**PROBLEM DESCRIPTION**
Count the lines below that contain "just". Answer with the number alone.

**ENTRIES SHOWN**
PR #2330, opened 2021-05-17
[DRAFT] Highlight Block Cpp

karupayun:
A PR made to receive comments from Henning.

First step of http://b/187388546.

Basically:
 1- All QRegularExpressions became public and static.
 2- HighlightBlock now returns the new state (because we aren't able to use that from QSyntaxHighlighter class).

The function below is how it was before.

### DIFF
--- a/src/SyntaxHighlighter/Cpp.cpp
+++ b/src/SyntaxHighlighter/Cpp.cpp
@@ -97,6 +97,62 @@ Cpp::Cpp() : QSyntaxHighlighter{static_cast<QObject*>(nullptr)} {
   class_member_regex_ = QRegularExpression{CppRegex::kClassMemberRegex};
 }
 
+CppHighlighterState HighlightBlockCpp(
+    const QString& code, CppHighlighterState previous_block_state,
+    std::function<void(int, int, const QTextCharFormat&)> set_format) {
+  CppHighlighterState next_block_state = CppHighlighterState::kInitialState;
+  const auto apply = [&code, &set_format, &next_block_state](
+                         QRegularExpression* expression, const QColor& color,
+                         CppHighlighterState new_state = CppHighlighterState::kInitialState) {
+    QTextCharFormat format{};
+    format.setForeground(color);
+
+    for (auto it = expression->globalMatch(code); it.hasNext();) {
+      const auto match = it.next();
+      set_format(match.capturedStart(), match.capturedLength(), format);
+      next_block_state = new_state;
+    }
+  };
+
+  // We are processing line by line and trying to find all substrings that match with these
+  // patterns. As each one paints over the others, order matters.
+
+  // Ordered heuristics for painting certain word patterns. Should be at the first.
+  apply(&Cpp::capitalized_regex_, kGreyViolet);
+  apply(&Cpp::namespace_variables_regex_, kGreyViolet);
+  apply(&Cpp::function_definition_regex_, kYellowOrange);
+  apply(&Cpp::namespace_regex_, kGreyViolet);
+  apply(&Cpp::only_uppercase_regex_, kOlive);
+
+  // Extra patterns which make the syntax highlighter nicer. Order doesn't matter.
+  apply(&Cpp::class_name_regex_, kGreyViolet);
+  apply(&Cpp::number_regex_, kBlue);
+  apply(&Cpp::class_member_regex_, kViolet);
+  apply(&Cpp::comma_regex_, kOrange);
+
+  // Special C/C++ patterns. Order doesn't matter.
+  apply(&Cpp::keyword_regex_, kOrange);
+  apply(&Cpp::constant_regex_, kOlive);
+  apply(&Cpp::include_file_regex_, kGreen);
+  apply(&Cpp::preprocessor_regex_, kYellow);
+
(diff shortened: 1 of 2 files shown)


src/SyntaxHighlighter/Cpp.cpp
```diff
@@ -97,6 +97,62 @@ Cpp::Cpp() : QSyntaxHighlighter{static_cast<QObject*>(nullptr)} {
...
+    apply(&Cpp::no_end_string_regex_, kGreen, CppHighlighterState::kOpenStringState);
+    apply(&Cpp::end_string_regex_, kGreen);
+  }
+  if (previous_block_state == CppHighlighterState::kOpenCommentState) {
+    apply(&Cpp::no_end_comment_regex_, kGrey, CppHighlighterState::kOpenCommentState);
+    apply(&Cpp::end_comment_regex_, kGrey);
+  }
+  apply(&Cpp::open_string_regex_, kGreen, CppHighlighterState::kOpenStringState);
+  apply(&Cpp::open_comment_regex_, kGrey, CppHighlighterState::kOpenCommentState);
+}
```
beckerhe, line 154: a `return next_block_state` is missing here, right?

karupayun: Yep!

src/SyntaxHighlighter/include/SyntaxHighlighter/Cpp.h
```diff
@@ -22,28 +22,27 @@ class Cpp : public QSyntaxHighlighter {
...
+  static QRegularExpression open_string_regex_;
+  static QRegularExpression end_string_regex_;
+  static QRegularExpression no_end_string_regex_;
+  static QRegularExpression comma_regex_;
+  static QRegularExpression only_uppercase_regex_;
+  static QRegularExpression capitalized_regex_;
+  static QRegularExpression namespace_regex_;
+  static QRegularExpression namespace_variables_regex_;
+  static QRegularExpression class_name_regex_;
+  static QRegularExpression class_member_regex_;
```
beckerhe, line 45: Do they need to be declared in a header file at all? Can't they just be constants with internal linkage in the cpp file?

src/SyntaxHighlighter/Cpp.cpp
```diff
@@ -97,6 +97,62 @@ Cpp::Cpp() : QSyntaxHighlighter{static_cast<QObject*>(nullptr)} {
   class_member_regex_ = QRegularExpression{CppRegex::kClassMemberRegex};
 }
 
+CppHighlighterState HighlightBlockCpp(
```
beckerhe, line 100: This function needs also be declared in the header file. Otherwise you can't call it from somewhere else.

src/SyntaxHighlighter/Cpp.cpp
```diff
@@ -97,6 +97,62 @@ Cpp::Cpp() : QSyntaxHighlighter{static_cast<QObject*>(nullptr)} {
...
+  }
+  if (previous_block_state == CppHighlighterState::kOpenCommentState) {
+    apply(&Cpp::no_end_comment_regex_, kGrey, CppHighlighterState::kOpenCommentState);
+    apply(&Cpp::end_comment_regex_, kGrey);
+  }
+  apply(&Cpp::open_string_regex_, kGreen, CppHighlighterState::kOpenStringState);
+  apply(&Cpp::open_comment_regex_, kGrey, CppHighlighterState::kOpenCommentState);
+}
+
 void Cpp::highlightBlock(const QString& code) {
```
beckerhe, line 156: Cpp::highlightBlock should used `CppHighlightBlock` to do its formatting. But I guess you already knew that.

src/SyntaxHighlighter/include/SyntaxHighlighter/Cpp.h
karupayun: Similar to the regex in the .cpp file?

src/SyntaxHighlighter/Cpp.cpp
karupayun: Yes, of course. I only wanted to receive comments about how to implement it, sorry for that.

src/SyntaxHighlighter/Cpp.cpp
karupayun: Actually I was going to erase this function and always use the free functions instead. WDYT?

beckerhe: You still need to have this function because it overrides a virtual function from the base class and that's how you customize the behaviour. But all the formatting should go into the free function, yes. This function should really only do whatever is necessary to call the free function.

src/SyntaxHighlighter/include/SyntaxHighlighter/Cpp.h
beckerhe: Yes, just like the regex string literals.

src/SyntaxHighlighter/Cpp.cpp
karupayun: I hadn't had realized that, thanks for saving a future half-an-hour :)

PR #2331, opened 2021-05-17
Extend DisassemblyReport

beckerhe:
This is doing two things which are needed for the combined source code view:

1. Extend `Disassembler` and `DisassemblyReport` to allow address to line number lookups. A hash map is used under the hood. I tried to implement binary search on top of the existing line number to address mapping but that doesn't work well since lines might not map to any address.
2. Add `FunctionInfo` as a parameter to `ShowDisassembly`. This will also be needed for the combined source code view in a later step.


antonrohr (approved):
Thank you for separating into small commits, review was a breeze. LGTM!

--

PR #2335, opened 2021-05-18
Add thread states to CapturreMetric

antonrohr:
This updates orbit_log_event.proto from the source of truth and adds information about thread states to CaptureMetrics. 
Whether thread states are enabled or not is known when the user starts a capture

**EXPECTED OUTPUT**
2